Garuda Indonesia Tunda Pembelian Pesawat Baru Usai Dapat Suntikan

[original_title]

Asman.ac.id – PT Garuda Indonesia (Persero) Tbk (GIAA) resmi mengumumkan penundaan dalam rencana ekspansi penambahan armada baru. Langkah ini diambil meskipun perusahaan telah menerima suntikan dana segar sebesar Rp23,67 triliun dari BPI Danantara. Penundaan ini difokuskan untuk meningkatkan kesehatan operasional perusahaan, yang saat ini dianggap lebih mendesak.

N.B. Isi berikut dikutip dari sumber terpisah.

PR #1320, opened 2026-07-02
fix(web): cap live session subscriptions to reduce lag with many sessions

wbxl2000:
## Related Issue

No linked issue — this comes from a user report that the web UI gets sluggish once they have a hundred or so sessions.

## Problem

Every session the user opens subscribes to its WebSocket event stream, and the socket keeps all subscriptions across reconnects (re-sending them in `client_hello`). Subscriptions were only dropped on archive / delete, never on session switch. After opening many sessions, every background session's status / meta / usage event flows through the reducer and dirties the sidebar computeds, so the whole UI slows down as the session count grows.

## What changed

Cap the number of live WebSocket session subscriptions with a small MRU list (4). The active session is always retained; when the cap is exceeded, the least-recently-opened subscription is evicted. Eviction only drops the live subscription — the per-session seq / epoch cursor is kept, so re-opening an evicted session resumes from the cursor (the daemon replays missed durable events, or answers `resync_required`). Reconnects also get cheaper because `client_hello` only carries the retained subscriptions.

Trade-off: a background session that has fallen out of the 4-slot window no longer lights up its unread dot / completion notification in real time; it syncs when the user switches back to it.

## Checklist

### DIFF
--- a/.changeset/web-session-subscription-cap.md
+++ b/.changeset/web-session-subscription-cap.md
@@ -1,0 +1,5 @@
+---
+"@moonshot-ai/kimi-code": patch
+---
+
+Fix the web UI becoming sluggish after opening many sessions.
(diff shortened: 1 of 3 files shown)


wbxl2000:
@codex

wbxl2000:
@codex

wbxl2000:
@codex

wbxl2000:
@codex

PR #1322, opened 2026-07-02
feat(web): collapse loaded sessions back to the first page

wbxl2000:
## Related Issue

No related issue — see Problem below.

## Problem

The workspace session list in the web sidebar had two issues:

1. Its "load more" control was one-way: once you loaded more sessions and reached the end, the button disappeared and the only way to hide the extra sessions was to collapse the entire workspace group (which hides the first page too).
2. The control did not conform to design-system section 07: it used the mono font, had no rounded pill, recolored the text on hover, had no focus ring, and its label sat 8px to the right of the session titles.

## What changed

- Add a Show less / Show all toggle to each workspace group. After loading past the first page, the list can be collapsed back to the first page and re-expanded. This is a pure view-layer trim — loaded data, the paging cursor, and `hasMore` are untouched, so re-expanding never refetches.
- Record each workspace's first-page size on initial load and use it as the collapse target.
- Restyle the load-more / show-less control as a session-row-shaped pill (`font-ui`, `radius-md`, 26px row, sunken hover, `:focus-visible` ring) with an empty lead slot so its label aligns exactly with the session titles. Update design-system section 07 to match.
- Mirror the same expand/collapse behavior in the mobile switcher.
- Add a high-fidelity design demo (`apps/kimi-web/design/sidebar-show-more-demo.html`) used to review the control.

## Checklist

- [ ] I have added tests that prove my feature works. (The web package has no component-test infrastructure — only pure-logic tests — so this view-layer change is covered by typecheck / build / check-style and manual verification.)
- [x] Ran `gen-docs` skill, or this PR needs no doc update. (No CLI doc change needed; this is a web-internal UX improvement.)


wbxl2000:
@codex

wbxl2000:
@codex

Issue #1287, opened 2026-07-02
Support for ACP Additional Workspace Roots (Multi-root Workspaces)


luckzylp:
## Summary

Kimi Code is already a very impressive agent system, especially considering it is still pre–v1.0.0. The overall architecture, session handling, and IDE integration are well-designed and highly usable.

However, there is currently a critical limitation when using Kimi Code as an external ACP agent inside modern IDEs (such as Zed):

> ❌ Multi-root workspace (Additional Directories / Additional Workspace Roots) is not supported.

This significantly impacts real-world usability in multi-repository development environments.

------

## Problem Description

When using Kimi Code in IDEs that support multi-root workspaces (e.g. Zed, VS Code workspaces, JetBrains projects), the following issue occurs:

> “This agent doesn't currently support multi-root workspaces. It currently only operates by default on 'xxxxx'.”

As a result:

- The agent only has access to the **first root directory**
- All additional workspace roots are ignored
- File operations (`read/write`) are restricted to a single directory scope
- Cross-repository workflows are broken

This severely limits productivity in real-world development setups where multi-repo workspaces are standard.

------

## Root Cause

According to the ACP specification:

📄 https://agentclientprotocol.com/protocol/v1/session-setup#additional-workspace-roots

The ACP protocol already defines support for:

> **Additional Directories / Additional Workspace Roots**

This feature became **Completed on June 1, 2026** as part of the ACP RFD lifecycle.

However, Kimi Code currently does not implement this part of the session setup protocol, which leads to IDEs disabling multi-root functionality entirely.

------

## Impact

This limitation affects:

### 1. Multi-repository development

- Monorepos with linked external repos
- Microservice architectures
- Plugin-based systems

### 2. IDE integration (especially Zed)

- External agent mode falls back to single-root mode
- Workspace context is incomplete
- Tooling behaves inconsistently

### 3. File system tools

- `fs/read_text_file`
- `fs/write_text_file`

Only operate within a **single root directory**, which breaks expected ACP behavior.

------

## Expected Behavior

Kimi Code should support ACP-defined equivalent:

- Additional workspace roots must be recognized at session initialization
- File system tools must resolve paths across all roots
- IDE should NOT restrict agent to a single directory

------

## Why This Matters

ACP explicitly designed this feature to support:

- modern multi-repo development
- plugin-based architectures
- distributed service repositories

Without it, Kimi Code behaves like a **single-folder acp agent**, which is increasingly incompatible with real-world workflows.

[...]

PR #1333, opened 2026-07-03
feat: mutlti root workspace support

faga295:
## Related Issue

Resolve #(issue_number)
#1287 

## Problem

See linked issue

## What changed

Implemented ACP multi-root workspace support for Zed and other ACP clients.
The adapter now advertises `sessionCapabilities.additionalDirectories`, so clients know Kimi Code supports multi-root workspaces during initialize. It also maps ACP additionalDirectories to Kimi Code SDK/core additionalDirs for `session/new`, `session/load`, and `session/resume`.

## Checklist


luckzylp:
@faga295 Thanks a lot for putting this PR together! I was looking into the  additionalDirectories  feature and testing things out, and I noticed a couple of edge cases we might need to handle to fully align with the ACP specification https://agentclientprotocol.com/protocol/v1/session-setup#additional-workspace-roots.

I found two specific requirements in the spec that might need a bit more enforcement in the current implementation:

1. Absolute Path Validation & Fail-Closed
The spec mentions: "each  additionalDirectories  entry MUST be an absolute path". Right now, if a client sends a relative path or invalid data, it gets passed directly to the harness.
It might be safer to validate this at the adapter layer and return a JSON-RPC  invalid_params  error if it's not an absolute path.

2. Enforcing File System Boundaries
The spec also mentions: "The session's effective root set is  [cwd, ...additionalDirectories] . This root set SHOULD serve as a boundary for tool operations". It looks like
maybeBuildAcpKaos  currently doesn't receive the  additionalDirectories  to inject them into  AcpKaos , which means the sandbox might not know about these new boundaries.

I've actually experimented with a way to handle both of these! We could add a  validateAdditionalDirectories  helper and pass the resolved roots into  AcpKaos . Something like this:
```
   // 1. Validation helper
    export function validateAdditionalDirectories(dirs: unknown): string[] | undefined {
      if (dirs === undefined || dirs === null) return undefined;
      if (!Array.isArray(dirs)) throw RequestError.invalidParams({ additionalDirectories: dirs }, 'must be an array');
  
      for (let i = 0; i < dirs.length; i++) {
        const entry = dirs[i];
        if (typeof entry !== 'string' || entry === '') {
          throw RequestError.invalidParams({ additionalDirectories: dirs }, `entry at [${i}] must be a non-empty string`);
         }
         if (!path.isAbsolute(entry)) {
           throw RequestError.invalidParams({ additionalDirectories: dirs }, `entry at [${i}] must be an absolute path`);
         }
       }
       return dirs;
     }
  
     // 2. Injecting into AcpKaos (inside maybeBuildAcpKaos)
     const roots = [cwd, ...(additionalDirs ?? [])];
     const canonical = await resolveCanonicalRoots(roots);
     return new AcpKaos(this.conn, sessionId, innerKaos, canonical); // Passing canonical roots here
```
  
Would you be open to incorporating something like this into your PR? I'd be happy to help out or submit a patch to your branch if that makes it easier. Thanks again for driving this feature! 🚀

faga295:
@luckzylp Thanks a lot for your suggestions. You’re welcome to help fix this issue with us. I’ve granted you access to my fork repo, so feel free to push your changes there.

faga295:
@luckzylp For your second point, I’m not sure this is the right approach. Rather than passing `additionalDirectories` into `kaos`, I think we should update the workspace scope in core when an active session is matched.

luckzylp:
@faga295 This is merely my understanding of the ACP specification.

Updating the workspace scope in  core  is exactly what we are doing via  `harness.resumeSession({additionalDirs }) `, which translates to  `active.setAdditionalDirs() ` in  `core-impl.ts `.

However, we also must pass  `additionalDirectories ` into  `AcpKaos` .  `AcpKaos`  serves as the strict security boundary for reverse-RPCs sent to the client (like Zed). It intercepts FS operations and runs `assertPathInRoots`  before asking the editor to read/write files to prevent sandbox escapes.

Because  `AcpKaos`  is instantiated and injected before the session is created, it cannot dynamically query  core  for the current workspace scope. If we don't pass  `additionalDirectories`  to `maybeBuildAcpKaos` , its internal  `effectiveRoots`  will only contain  `[cwd]` . Consequently,  `AcpKaos` will forcefully reject any legal file reads to  `additionalDirectories`  with a  `KaosError` , even if `core` considers them within the scope.

Therefore, injecting it into  `Kaos`  at creation time is necessary to keep the underlying FS abstraction's boundaries aligned with  `core` 's scope.

Currently, I have attempted to push the code directly to your repository (but failed). I have submitted a pull request to your repository and I sincerely welcome everyone to review and discuss.

faga295:
> If we don't pass `additionalDirectories` to `maybeBuildAcpKaos` , its internal `effectiveRoots` will only contain `[cwd]` . Consequently, `AcpKaos` will forcefully reject any legal file reads to `additionalDirectories` with a `KaosError` , even if `core` considers them within the scope.

@luckzylp Since `AcpKaos` doesn’t currently have `effectiveRoots`, I don’t think we should introduce the concept of roots just yet. Passing `additionalDirs` expands the file read/write scope to [workDir, ...additionalDirs], and I believe that behavior is expected.

luckzylp:
@faga295 That makes total sense, and I agree with your point.

I did a quick look into how Claude Code and Codex handle this, and they both treat the ACP adapter as a thin protocol layer—delegating boundary enforcement entirely to the underlying Agent SDK/Runtime rather than doing path validation inside the adapter itself.

Given this, introducing effectiveRoots into AcpKaos is indeed unnecessary. I'll make sure our implementation aligns with this by handling the workspace scope on the core/SDK side instead.

I have updated the PR, and let me know if you have any further feedback!

faga295:
@codex

luckzylp:
@faga295 I have submitted a pull request to fix these two review issues, and let me know if you have any further feedback!

faga295:
@codex

faga295:
@codex

faga295:
@codex

luckzylp:
@faga295 I have submitted a pull request to fix this review issue, and let me know if you have any further feedback!

faga295:
@codex

faga295:
@liruifengv Hi, may I ask if there are no plans to support this feature?

PR #1339, opened 2026-07-03
fix(kaos): enrich PATH from the user's login shell at startup

RealKai42:
## Problem

User report: the Bash tool cannot find locally installed tools like `gh`.

When kimi-code is launched from a context that skipped the user's shell profile (GUI launchers, non-login parent shells), `process.env.PATH` misses entries like `/opt/homebrew/bin`. The Bash tool spawns commands via a non-interactive, non-login shell that inherits `process.env` directly, so every spawned command inherits the impoverished PATH.

## Fix

`LocalKaos.create()` now probes the user's login shell once and merges the result into `process.env.PATH`:

- Runs `$SHELL -l -c env` with a 5s timeout and extracts its `PATH`. Using `env` (rather than `echo $PATH`) keeps the probe correct across shell dialects — fish would join `$PATH` with spaces — and taking the last `PATH=` line filters out profile stdout noise.
- Union merge: existing entries keep their order and priority; only entries the current PATH lacks are appended.
- Silent degradation: missing/blank `$SHELL`, spawn failure, timeout, or no `PATH` in the output leave PATH untouched.
- Memoised like `detectEnvironmentFromNode()`, and runs concurrently with it, so repeated `create()` calls never re-spawn the shell.
- Skipped on Windows: the problem is specific to POSIX login-shell profiles.

## Testing

- New `packages/kaos/test/login-shell-path.test.ts`: 12 unit tests over the pure probe/merge functions (injected deps, run on every platform) plus an end-to-end test that points `$SHELL` at a stub shell and asserts `LocalKaos.create()` appends the missing entry.
- Followed a failing-test-first flow: the end-to-end test was red before the fix and is green after.
- Full kaos suite (287 tests), typecheck, and lint pass. The full repo suite passes except 6 pre-existing `test/cli/update/preflight.test.ts` rollout-gating failures that reproduce identically on `main` without this change.

### DIFF
--- a/.changeset/fix-login-shell-path.md
+++ b/.changeset/fix-login-shell-path.md
@@ -1,0 +1,5 @@
+---
+"@moonshot-ai/kimi-code": patch
+---
+
+Enrich PATH from the user's login shell at startup, so shell commands find user-installed tools (e.g. Homebrew's `gh`) even when kimi-code was launched without the full profile PATH.
--- a/.changeset/fix-windows-update-console-flash.md
+++ b/.changeset/fix-windows-update-console-flash.md
@@ -1,0 +1,5 @@
+---
+"@moonshot-ai/kimi-code": patch
+---
+
+Keep automatic background updates from flashing a console window on Windows.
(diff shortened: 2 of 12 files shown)


RealKai42:
@codex

PR #1340, opened 2026-07-03
fix(agent-core): harden tool_use/tool_result exchange integrity

RealKai42:
## Summary

- **Turn-end teardown for abandoned tool exchanges**: a turn that died between a recorded `tool.call` and its paired `tool.result` (e.g. a transcript write failure mid-batch) left `pendingToolResultIds` open forever — every later message was stranded in `deferredMessages` and user input was silently swallowed. `runOneTurn` now defensively closes dangling calls on every exit path, synthesizing an error result that names the cause (cancelled / failed + error), with a warn log and a `tool_exchange_abandoned` telemetry event. The teardown is itself guarded so a still-broken persistence layer cannot escalate.
- **Duplicate `tool_use` id recovery via the strict resend**: a provider that emits two `tool_use` blocks with the same id (buggy providers, or per-response counter ids like `call_0`) produces a request strict providers reject with "`tool_use` ids must be unique" — previously unrecoverable. The strict-resend projection now dedupes duplicate call ids (first occurrence wins) together with their extra recorded results so no dangling tool message survives, and the error classifier recognizes the uniqueness 400 so it actually triggers the strict resend. The normal projection intentionally keeps duplicates verbatim: the lax provider that produced them accepts them, and deduping there would silently erase its later tool exchanges.
- **Observability for resume-side synthesis**: `closePendingToolResults` now reports what it closes — warn for a mid-history gap (results lost before a step boundary, worth investigating), info for the routine trailing interruption closed at end of resume.
- Minor built-in prompt and tool-result wording adjustments.

## Test plan

- Both fixes were reproduced with failing tests first:
  - a persistence `append` that throws once on the first `tool.result` record shows the turn failing mid-batch and a follow-up user message being swallowed; the teardown closes both dangling calls and the message lands in history
  - projector tests cover: normal path preserving duplicates verbatim; strict flag dropping a duplicate within one assistant message, across assistant messages together with its recorded result, reattaching a surviving result when the kept call has none, and dropping an assistant message left empty; plus a `strictMessages` wiring test and a classifier test for the uniqueness 400
- `pnpm typecheck` clean in `agent-core` and `kosong`; full suites green (agent-core 3436 passed / 215 files, kosong 1137 passed / 48 files).

### DIFF
--- a/.changeset/close-abandoned-tool-exchanges.md
+++ b/.changeset/close-abandoned-tool-exchanges.md
@@ -1,0 +1,5 @@
+---
+"@moonshot-ai/kimi-code": patch
+---
+
+Fix sessions silently dropping later user messages after a turn was interrupted between a tool call and its result.
--- a/.changeset/dedupe-duplicate-tool-call-ids.md
+++ b/.changeset/dedupe-duplicate-tool-call-ids.md
@@ -1,0 +1,5 @@
+---
+"@moonshot-ai/kimi-code": patch
+---
+
+Fix requests being rejected by strict providers when the model emits duplicate tool call ids.
--- a/packages/agent-core/src/agent/context/index.ts
+++ b/packages/agent-core/src/agent/context/index.ts
@@ -397,7 +397,8 @@ export class ContextMemory {
     let reordered = 0;
     let synthesized = 0;
     let droppedOrphan = 0;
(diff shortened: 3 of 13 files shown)


RealKai42:
@codex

Direktur Utama Garuda Indonesia, Glenny H. Kairupan, mengungkapkan bahwa manajemen saat ini memprioritaskan pemeliharaan dan perbaikan pesawat yang sudah ada. Dalam sebuah konferensi pers di Jakarta pada Kamis, 13 November 2025, Kairupan menjelaskan bahwa dari kesepakatan awal yang mencakup empat pesawat, baru satu yang telah dilakukan pembayaran uang muka. Tiga pesawat lainnya akan ditunda untuk memastikan bahwa anggaran yang ada difokuskan pada optimalisasi armada yang telah beroperasi.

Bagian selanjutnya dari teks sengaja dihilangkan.